Masih ada beberapa kasus lain yang RasuluLlah ﷺ memerintahkan secara langsung hukuman mati terhadap orang-orang yang menginjak-injak kehormatan agama ini. Saya tidak menceritakannya di sini. Di luar itu, ada beberapa kejadian yang beliau ﷺ tidak memerintahkan, tetapi membenarkan tindakan menghukum mati orang yang menghina dan melecehkan kehormatan agama ini. Karenanya, kita dapat memahamai apabila ‘Umar bin Khaththab radhiyaLlahu ‘anhu menetapkan fatwa:
مَنْ سَبَّ الله أوْ سَبَّ أَحَدًا مِنَ اْلأَنْبِياَءِ فَاقْتُلُوْهُ
“Barangsiapa mencaci maki Allah atau mencaci maki salah seorang nabi-Nya, maka bunuhlah dia.”
Rangkaian peristiwa dari berbagai hadis ini hanyalah gambaran sekilas. Ada kaidah-kaidah yang perlu kita pahami, ada fiqhud dakwah yang perlu kita pegangi dan panduan dienul Islam yang harus kita seksamai. Tulisan sangat ringkas untuk topik yang memerlukan pembahasan luas ini hanyalah ingin menyampaikan agar kita tidak gegabah mengatakan atas nama beliau ﷺ bahwa dalam urusan dihina dan diinjak-injak kehormatan agama ini, beliau senantiasa bersikap diam dikarenakan kelembutannya.
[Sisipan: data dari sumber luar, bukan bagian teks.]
PR #683, opened 2026-08-14
fix(etcd): prevent Karpenter eviction loops (release/upgrade-etcd)

rsatal:
## Summary

Port of [PR #682](https://github.com/infobloxopen/konk/pull/682) to the `release/upgrade-etcd` branch.

Fixes the etcd Karpenter consolidation eviction loop on us-dev-2 (DEVOPS-47739). The `WhenEmptyOrUnderutilized` Karpenter consolidation policy was evicting nodes hosting etcd pods because their CPU requests (10m) were far below actual usage, making nodes appear underutilized. Each eviction triggered a 1–2 min EBS volume detach/reattach cycle, cascading into API downtime for all konk-served services.

Re-implemented from scratch (not cherry-picked) due to structural differences between `main` and `release/upgrade-etcd`.

---

### `helm-charts/etcd` (1.1.2 → 1.2.2)

**`values.yaml`**
- Added `pdb` section (`enabled: true`, `minAvailable: 2`)
- Populated `tolerations` with `infoblox.com/do-not-disrupt: NoSchedule` toleration (harmless on clusters without the taint)
- Populated `affinity` with soft (`preferredDuringSchedulingIgnoredDuringExecution`) node affinity for `node-group-type: stable` — falls back to any node on clusters without `stable-node-pool`

**`templates/poddisruptionbudget.yaml`** _(new)_
- Creates a `PodDisruptionBudget` when `pdb.enabled=true` and `statefulset.replicaCount > 1`
- `minAvailable: 2` on a 3-replica cluster → `disruptionsAllowed: 1`, preventing simultaneous eviction of multiple etcd members while still allowing rolling node drains
- Guard on `replicaCount > 1` prevents single-replica dev deployments from getting a PDB that blocks all eviction

### `helm-charts/konk` (0.1.0 → 0.2.0)

**`values.yaml`** — critical fix
- `etcd.resources.requests.cpu`: `10m → 200m` — **this is the actual source of the 10m**; the konk operator passes `.Values.etcd` as helm values into the Etcd CR, overriding etcd chart defaults
- `etcd.resources.requests.memory`: `64Mi → 128Mi` — aligns with actual etcd memory footprint
- Added `etcd.tolerations` — tolerate `infoblox.com/do-not-disrupt: NoSchedule` taint on stable-node-pool nodes
- Added `etcd.affinity` — soft preference for `node-group-type: stable` nodes; no-op on clusters without the pool

### `helm-charts/konk-service` (0.1.0 → 0.2.0)

[...]

PR #699, opened 2026-09-10
Port etcd 3.7.1 CVE fix, konk dashboards and claimName default from release/upgrade-etcd

rsatal:
## Summary

Brings the still-wanted work from `release/upgrade-etcd` onto a branch cut fresh from
`main`, plus fixes found while reviewing it. The source range is
`8b64bf7..release/upgrade-etcd` (25 commits), but auditing it against `main` first
showed **9 of the 25 were already on `main`** and most of the remainder were
superseded, redundant, or unsafe to replay.

Headline changes:

- **etcd `3.7.0` → `3.7.1`**, fixing GHSA-hrxh-6v49-42gf (HIGH, grpc in the
  etcd/etcdctl/etcdutl binaries). `main` was still on `3.7.0`.
- **`persistence.claimName` now defaults to `data-v2`** — read the deployment note
  below before rolling this out.
- **New konk-services Grafana dashboard** plus large expansions to the etcd and
  konk-operator dashboards, and metrics scraping for the operator itself.
- **Operator Deployment now uses the `Recreate` strategy**, closing a window where two
  operators reconciled the same CRs concurrently and corrupted Helm release history.

## ⚠️ Deployment note: `claimName` default change

`persistence.claimName` defaults to `data-v2` instead of `data`. A StatefulSet's
`volumeClaimTemplate` name is **immutable**, so ordering matters:

- For deployments already overriding `claimName: data-v2` in the DC repo — the large
  majority, including both com-prod clusters — this is a **no-op**. Same value, no
  StatefulSet change.
- For any deployment still on `data`, this chart must **not** arrive before that
  deployment has been migrated. Otherwise Helm hands the API server a `data` →
  `data-v2` change, the API server rejects it, and the helm-operator loops in
  failed-upgrade/rollback.

The pre-upgrade hook that automated the StatefulSet recreate on `release/upgrade-etcd`
is deliberately **not** in this chart line (see Excluded), so recovery would be a manual
`kubectl delete sts <name> --cascade=orphan`. The remaining deployments are being
migrated first using the existing hook-bearing operator build, after which this lands as
a no-op everywhere.

## Included

| Commit | Source | What |
|---|---|---|
| `f448d9b` | #631 | Parameterizes the etcd `volumeClaimTemplate` name via `persistence.claimName`. |
| `7190e58` | `9deaa9d` | etcd image `3.7.0` → `3.7.1` — GHSA-hrxh-6v49-42gf. |
| `b95ebb0` | #688 #689 #690 #691 | Grafana dashboards + metrics scraping. |
| `843ddc6` | — | Makes konk-service pod scheduling preferences opt-in. |
| `97e1360` | — | Removes a hardcoded namespace list from the konk-services dashboard. |
| `4c1bf77` | — | Operator Deployment uses `Recreate` so two operators never overlap. |
| `14243f7` | — | Defaults `persistence.claimName` to `data-v2`. |
| `dc4d4a4` | CI | Chart README regeneration (`readme` job). |
| `1b06f5d` + `2438709` | — | Instance-label templating, then reverted — **net zero**. |

### `7190e58` — reconciliation notes

Applied by hand rather than as a straight cherry-pick, because the upstream commit was
written against an older tree:

- Kept `main`'s parameterized `ETCD_IMG ?= gcr.io/etcd-development/etcd:$(ETCD_VERSION)`
  and bumped `ETCD_VERSION` to `v3.7.1`, rather than taking the upstream hardcoded form.
- Chart version continues upward rather than regressing to the upstream commit's `1.1.1`.

### `b95ebb0` — observability

The four dashboard commits all pile onto the same three JSON files, so this takes their
**final state per file in one pass** instead of replaying four commits and resolving the
same conflicts four times. Net result is identical.

- `etcd.json` 12 → 17 panels, `konk-operator.json` 5 → 27 panels, and a new
  `konk-services.json` (38 panels) with its ConfigMap template.
- Verified the branch's dashboards are a **strict superset** of `main`'s — nothing is
  lost. The one apparently `main`-only panel, `Proposals Failed / Pending`, was *split*
  into separate Failed and Pending panels plus a new Committed Rate panel; both original
  metrics are retained.
- #684's Grafana 10 work survives: `dashboard.yaml` is byte-identical to `main`'s, and
  both dashboards are all-`timeseries` with zero deprecated `graph` panels.
- konk-operator gains a `metrics` values block, a named `metrics` container port, and a
  PodMonitor for its own `/metrics` endpoint.
- The etcd PodMonitor is now gated on the `monitoring.coreos.com/v1` capability, so
  enabling metrics cannot fail the install on a cluster with no prometheus-operator.
- etcd emits the `prometheus.io` scrape annotations **only** when the PodMonitor is off,
  so collectors honouring both mechanisms stop scraping each pod twice and doubling every
  series.

`konk-operator/values.yaml` and `deployment.yaml` were edited surgically rather than
copied wholesale: the upstream branch predates `main`'s `fix-helm-orphans` init
container, its `relatedImages` plumbing, and the move to the GHCR image repo.

### `97e1360` — dashboard portability

`konk-services.json` baked a snapshot of the commercial clusters' tenant namespaces into
the JSON in **five** places. Since this ships inside the operator image there is no value
to override it per cluster, so any cluster with a different namespace set reported wrong
numbers. Three distinct problems:

- `Backends with endpoints` (2 queries) ignored `$namespace` entirely, and with
  `or vector(0)` rendered a confident `0` rather than "No data" where none of the listed
  namespaces exist — a wrong answer that looks healthy. Now scoped by `$namespace`.
- `Not-ready pods per namespace` carried both `$namespace` and the hardcoded matcher in
  one selector. PromQL ANDs repeated matchers on a label, so the effective selection was
  the intersection: picking a namespace outside the list returned nothing while the
  dropdown appeared to work.
- The `$namespace` variable's own `allValue` **was** the hardcoded list, so selecting
  "All" capped the whole dashboard, including the 24 panels that correctly use
  `$namespace`.

The list was redundant as well as unportable: the variable is
`label_values(kube_pod_status_ready{pod=~".*konk-service.*"}, namespace)`, so it already
resolves to exactly the namespaces running konk-service.

### `4c1bf77` — operator rollout

Not part of the etcd port. It is here because the `End To End (true, v1.25.11, main)`
leg was failing intermittently on this branch — three attempts on an unchanged commit
(fail, fail, pass) — and the cause turned out to be a pre-existing race on `main` that
this PR triggers far more often than most changes do.

The operator Deployment had `replicas: 1` and **no `strategy:` block**, so Kubernetes
defaults applied: `maxUnavailable: 25%` → floor → **0**, `maxSurge: 25%` → ceil → **1**.
Because one pod must stay Available, the new pod had to become Ready *before* the old was
removed — so **every** operator upgrade guaranteed a window with two operator pods
running. Nothing arbitrates between them: the chart ships a leader-election
`RoleBinding`, but `--leader-elect` is never passed to the container and the `Role` it
binds to exists only in `config/rbac/`, not in this chart. Both instances therefore
reconcile the same `Konk` and `Etcd` CRs and drive Helm releases concurrently, corrupting
each other's release history:

```
failed to update: secrets "sh.helm.release.v1.runner-konk-etcd.v3" not found
failed to install release: release: already exists
rollback failed: release has no 1 version
```

Once the history is gone the operator cannot converge, so etcd never becomes healthy and
the konk apiserver never passes `readyz`.

It is load-correlated rather than random, which is why it has not bitten before: #681
touched only the etcd chart, so one release was in flight during the overlap, and it
passed 3/3. This PR touches the `konk`, `etcd` and `konk-service` charts — three releases
in the same window.

`Recreate` also repairs a second problem. The `fix-helm-orphans` init container states it
must "start with a clean slate on every operator restart", and it deletes non-deployed
release secrets — but `pending-upgrade` is indistinguishable from an upgrade the outgoing
operator is running *right now*. That premise was false by construction; it is now true.

**Trade-off, stated plainly:** with `Recreate`, if the new pod never becomes Ready you
have *zero* operators, where `RollingUpdate` would have kept the old one serving. Judged
worth it because:

- `RollingUpdate`'s safety here was partly illusory — the init container runs to
  completion *before* readiness is evaluated, so even a rollout that ultimately failed
  had already deleted the live operator's pending release secrets. It protected against
  downtime, not against the damage.
- It is a control-plane outage only. Existing konk clusters, etcd and apiservers keep
  serving; what stops is reconciliation.
- It is visible and reversible: `/healthz` and `/readyz` probes exist, deploys use
  `helm upgrade --wait` so a bad rollout fails loudly, and recovery is `helm rollback`.

No strategy offers both — avoiding overlap *means* killing the old pod first. The only
mechanism that would is leader election, which needs the missing `Role` and still would
not gate the init container, since that runs before any lock is acquired.

## Excluded

| Commit(s) | Why |
|---|---|
| `f8540d7` | ⛔ **Would cause an outage.** Flips the etcd chart to read `.Values.statefulset.replicaCount` but does not touch `konk/values.yaml`, which still sends `replicaCount`. `main` is consistent on the flat key end-to-end and renders 3 replicas correctly. Applied alone this drops every konk-deployed etcd from 3 replicas to 1 — the exact failure `2606165`'s own commit body describes: *"causing the StatefulSet to scale from 3 to 1 on upgrade and leaving etcd-0 with stale 3-node cluster data that failed health checks."* |
| `2606165` (#683) | Fully redundant — self-described as a port of `main`'s #682, and `main` has the original plus everything since. The PDB template, `pdb` values, etcd CPU/memory requests and the CI timeout are all already present (the timeout is already more generous). Taking it would also regress konk-service, which is further ahead on `main`. |
| `1de007e` (#635) | Superseded by `main`'s own `89ed1cf` (#637) — the same fix re-landed 4 days later. The `helmAnnotations` helper and its ~33 template usages are already present. |
| `e13f6ed` | Superseded — `main` already moved to `cgr.dev/infoblox.com/etcd:3.7.0` via `b4dd9fa`, three weeks earlier. |
| `fd9ed6b` (#634), `372db4e` (#636) | The StatefulSet recreate hook. Migration-only: both touch nothing but `recreate-statefulset-hook.yaml` and its values block, machinery whose only job is moving a live Bitnami-era PVC through the one-time migration. Keeping it out avoids the footgun of a stray `recreateStatefulSet.enabled: true` deleting a StatefulSet; the trade-off is that a `claimName` rename now needs a manual STS delete. |
| `97950c6`, `b379b6d`, `f9d9ddb` | Deferred, not superseded. Their combined end state actually *disables* the S3 chart push (`echo "SKIP: helm s3 push disabled..."`) as a workaround for a corrupted bucket index. Not something to carry onto `main` silently; revisit if it resurfaces. |
| `aaac905` | No-op — the `release/*` Jenkinsfile trigger is already on `main` via #588/#589. |
| `518eac5` (#565) | Superseded within the source branch itself by `7c13757`. |

## Test plan

Run locally with `helm v4.1.4`:

- [x] All four charts lint clean.
- [x] etcd honours `replicaCount=3` and renders the PDB at >1 replica.
- [x] Scrape annotations appear with `podMonitor` off, and are suppressed with it on.
- [x] etcd PodMonitor renders only with `--api-versions monitoring.coreos.com/v1` — 0 without, 1 with.
- [x] The operator's `fix-helm-orphans` init container and all six `RELATED_IMAGE_*` env vars survive.
- [x] `konk` chart passes `replicaCount: 3` through to the Etcd CR.
- [x] All three dashboard JSONs parse; no selector in any of them has duplicate matchers on one label.
- [x] konk-service: no scheduling emitted by default, all 3 deployments still render, and setting `tolerations` propagates to all 3.
- [x] `claimName`: the `volumeClaimTemplate`, the container `volumeMount` and the `persistence.enabled=false` emptyDir all render `data-v2` consistently; overriding back to `data` still works; the konk chart sets no `claimName`, so clusters inherit the default through the Etcd CR.
- [x] CI green on this branch.

## Reviewer notes

1. **konk-service scheduling is now opt-in (`843ddc6`).** `main` shipped the
   `do-not-disrupt` toleration and stable-node-pool affinity *on by default* via #682.
   This PR makes them empty with a commented opt-in template, so konk-service pods lose
   that protection on next upgrade unless the KonkService CR or cluster values set them.
   Deliberate, and scoped to konk-service only — the `etcd` and `konk` charts keep their
   defaults, since etcd is the stateful workload the Karpenter consolidation incident
   (DEVOPS-47739) actually disrupted.
2. **The konk-operator PodMonitor may not render.** Its `monitoring.coreos.com/v1`
   capability gate is false under any *offline* `helm template` render (Argo CD's default
   mode included) and true when installing against a live cluster. Worth confirming which
   applies before relying on it for operator metrics — and do not pair it with
   `podAnnotations: null`, which would remove the annotation scrape path as well.
3. **Known limitation.** Three `konk-operator.json` panels still select on
   `app_kubernetes_io_instance="konk-operator"` literally, so they resolve only when the
   release is named `konk-operator`. `1b06f5d` templated this from `.Release.Name` and was
   reverted in `2438709`, so the hardcoded form is what merges here.
4. **`Recreate` narrows the two-operator window but does not close it structurally
   (`4c1bf77`).** Two gaps remain, both pre-existing and neither addressed here:
   `replicaCount > 1` would reinstate the race permanently, with no leader election to
   arbitrate — nothing sets it today (checked all 9 DC `konk-operator-values.yaml` files),
   but it is unguarded and would look like a reasonable HA change to make. And
   `deleteNonDeployedReleases` in `fix_helm_orphans_init.go` still deletes `pending-*`
   release secrets, which are indistinguishable from an upgrade in progress; narrowing it
   to `failed`/`unknown` is worthwhile defence in depth. (The *hook* variant,
   `fix_helm_orphans.go`, only patches annotations and never deletes — only the init
   variant deletes.)

`konk-service/README.md` is CI-generated (`readme` job → `make chart-readmes`) and is
regenerated on this branch automatically.


rsatal:
## Scope: what's included and what's deliberately excluded

This branch was cut fresh from `main` and cherry-picks from `release/upgrade-etcd`
(range `8b64bf7..release/upgrade-etcd`, 25 commits). Auditing that range against
`main` first, **9 of the 25 were already on `main`** and most of the rest turned out
to be superseded, redundant, or actively unsafe to replay. What's left is the subset
below.

### Included

| Commit | Source | What |
|---|---|---|
| `f448d9b` | #631 | Parameterizes the etcd `volumeClaimTemplate` name via `persistence.claimName` (default `data`). |
| `7190e58` | `9deaa9d` | etcd image `3.7.0` → `3.7.1`, fixing **GHSA-hrxh-6v49-42gf** (HIGH, grpc in the etcd/etcdctl/etcdutl binaries). `main` was still on `3.7.0`. |
| `b95ebb0` | #688 #689 #690 #691 | Grafana dashboards + metrics scraping — see below. |
| `843ddc6` | — | Makes konk-service pod scheduling preferences opt-in. |

**`7190e58` reconciliation notes.** Applied by hand rather than straight cherry-pick,
because the upstream commit was written against an older tree:
- Kept `main`'s parameterized `ETCD_IMG ?= gcr.io/etcd-development/etcd:$(ETCD_VERSION)`
  and bumped `ETCD_VERSION` to `v3.7.1`, instead of taking the hardcoded form.
- Chart version continues upward (`1.2.0` → `1.2.1`) instead of regressing to the
  upstream commit's `1.1.1`.

**`b95ebb0` (observability) detail.** The four dashboard commits all pile onto the same
three JSON files, so this takes their **final state per file** in one pass rather than
replaying four commits and resolving the same conflicts four times. Net result is
identical.
- `etcd.json` 12 → 17 panels, `konk-operator.json` 5 → 27 panels, and a new
  `konk-services.json` (38 panels) with its ConfigMap template.
- Verified the branch's dashboards are a **strict superset** of `main`'s — nothing is
  lost. The one apparently `main`-only panel, `Proposals Failed / Pending`, was *split*
  into separate Failed/Pending panels plus a new Committed Rate panel; both original
  metrics are retained.
- #684's Grafana 10 work survives: `dashboard.yaml` is byte-identical to `main`'s and
  both dashboards are all-`timeseries` with zero deprecated `graph` panels.
- konk-operator gains a `metrics` values block, a named `metrics` container port, and a
  PodMonitor for its own `/metrics`.
- etcd PodMonitor is now gated on the `monitoring.coreos.com/v1` capability, so enabling
  metrics can't fail the install on a cluster with no prometheus-operator.
- etcd emits the `prometheus.io` scrape annotations **only** when the PodMonitor is off,
  so collectors honouring both mechanisms stop scraping each pod twice.

`konk-operator/values.yaml` and `deployment.yaml` were edited surgically rather than
copied, because the upstream branch predates `main`'s `fix-helm-orphans` init container,
its `relatedImages` plumbing, and the move to the GHCR image repo.

### Excluded

| Commit(s) | Why |
|---|---|
| `f8540d7` | ⛔ **Would cause an outage.** Flips the etcd chart to read `.Values.statefulset.replicaCount` but doesn't touch `konk/values.yaml`, which still sends `replicaCount`. `main` is consistent on the flat key end-to-end and renders 3 replicas correctly. Applied alone this drops every konk-deployed etcd from 3 replicas to 1 — the exact failure `2606165`'s own commit body describes: *"causing the StatefulSet to scale from 3 to 1 on upgrade and leaving etcd-0 with stale 3-node cluster data that failed health checks."* |
| `2606165` (#683) | Fully redundant — self-described as a port of `main`'s #682, and `main` has the original plus everything since. PDB template, `pdb` values, etcd CPU/memory requests and the CI timeout are all already there (the timeout is already more generous). Taking it would also regress konk-service, which is further ahead on `main`. |
| `1de007e` (#635) | Superseded by `main`'s own `89ed1cf` (#637), the same fix re-landed 4 days later. The `helmAnnotations` helper and its ~33 template usages are already present. |
| `e13f6ed` | Superseded — `main` already moved to `cgr.dev/infoblox.com/etcd:3.7.0` via `b4dd9fa`, three weeks earlier. |
| `895772e`-adjacent hook work: `fd9ed6b` (#634), `372db4e` (#636) | Migration-only. Both touch nothing but `recreate-statefulset-hook.yaml` (plus its values block) — machinery whose only job is moving a live Bitnami-era PVC through the one-time migration. `main` only ever does fresh installs at the new chart version, so it has no job to do here, and a stray `recreateStatefulSet.enabled: true` would delete a StatefulSet. |
| `97950c6`, `b379b6d`, `f9d9ddb` | Deferred, not superseded. Their combined end state actually *disables* the S3 chart push (`echo "SKIP: helm s3 push disabled..."`) as a workaround for a corrupted bucket index. Not something to carry onto `main` silently; revisit if it resurfaces. |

Tidak. Sekali-kali tidak. Lembut tanpa ketegasan adalah kelemahan. Dan beliau ﷺ adalah sebaik-baik contoh, seutama-utama takaran dalam bertindak dan sejelas-jelas pemberi petunjuk.
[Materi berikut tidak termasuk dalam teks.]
PR #634, opened 2022-11-08
Spatial video support

dangond-ptc:
Adds API support for tools using the RVL playback feature in the user interface.

### DIFF
--- a/libraries/objectDefaultFiles/gl-worker.js
+++ b/libraries/objectDefaultFiles/gl-worker.js
@@ -391,8 +391,8 @@ class ThreejsInterface {
 
     main({width, height}) {
         this.spatialInterface.changeFrameSize(width, height);
-        const canvas = document.createElement('canvas');
-        realGl = canvas.getContext('webgl2');
+        this.canvas = document.createElement('canvas');
+        realGl = this.canvas.getContext('webgl2');
         this.realRenderer = new THREE.WebGLRenderer({context: realGl, alpha: true});
         this.realRenderer.debug.checkShaderErrors = false;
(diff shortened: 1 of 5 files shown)


libraries/objectDefaultFiles/gl-worker.js
```diff
@@ -481,3 +485,43 @@ class ThreejsInterface {
...
+        this.preRender(now);
+
+        if (this.isProjectionMatrixSet) {
+            if (this.realRenderer && this.scene && this.camera) {
+                this.realRenderer.render(this.scene, this.camera);
+            }
+        }
+    }
+
+    setMatrixFromArray(matrix, array) {
```
hobinjk-ptc, line 512: This shouldn't need to exist since it'll naturally call the superclass' implementation

libraries/serverHelpers/toolboxEdgeProxyRequestHandler.js
```diff
@@ -0,0 +1,15 @@
+const https = require('https');
+
+const toolboxEdgeProxyRequestHandler = (req, res) => {
```
hobinjk-ptc, line 3: It would be good to have documentation on what req and res are expected to be and what format is expected from req's params

hobinjk-ptc (approved):
LGTM, excited to have this landed!

libraries/serverHelpers/toolboxEdgeProxyRequestHandler.js
dangond-ptc: These are the same params that Express passes on to its handlers, since it's being used as a handler on some Express routes

PR #645, opened 2022-11-30
Add humanPose and three to objectDefaultFiles; Lint fixes; Parser size increases

hobinjk-ptc:


benptc (approved):
Still feels a bit suboptimal to have all the code duplicated, but I don't mind doing this at least as a temporary solution.

PR #646, opened 2022-11-30
Add API docs from internal wiki

hobinjk-ptc:
I was thinking that it would be good to have this documentation public and next to its implementation (even though it's probably only useful for complete nerds).


benptc (approved):
Docs are always appreciated!

PR #663, opened 2023-01-10
Apply update messages to objects immediately

hobinjk-ptc:
Previous update and batchedUpdate users would always end their stream of updates with a separate API call to persist their modification (e.g. tool repositioning) but pose tracking doesn't have a nice end that's expected to happen regularly enough for this to make sense. Instead this writes directly to objects based on each property update which allows the objects variable to always be consistent with the user interface clients' state

### DIFF
--- a/server.js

Sebagaimana saya nukil di awal tulisan ini, beliau ﷺ tidak pernah marah sama sekali masih berkenaan dengan diri beliau sendiri. Tetapi jika agama ini yang dilanggar dan diinjak-injak, maka beliau orang yang paling keras kemarahannya karena Allah. Pertanyaannya, di masa ketika manusia telah terpisah beratus-ratus tahun dari masa hidup beliau ﷺ, adakah kiranya mereka berurusan dengan diri beliau ﷺ secara pribadi ataukah mengusik menghinakan beliau ﷺ dalam kedudukannya sebagai rasul?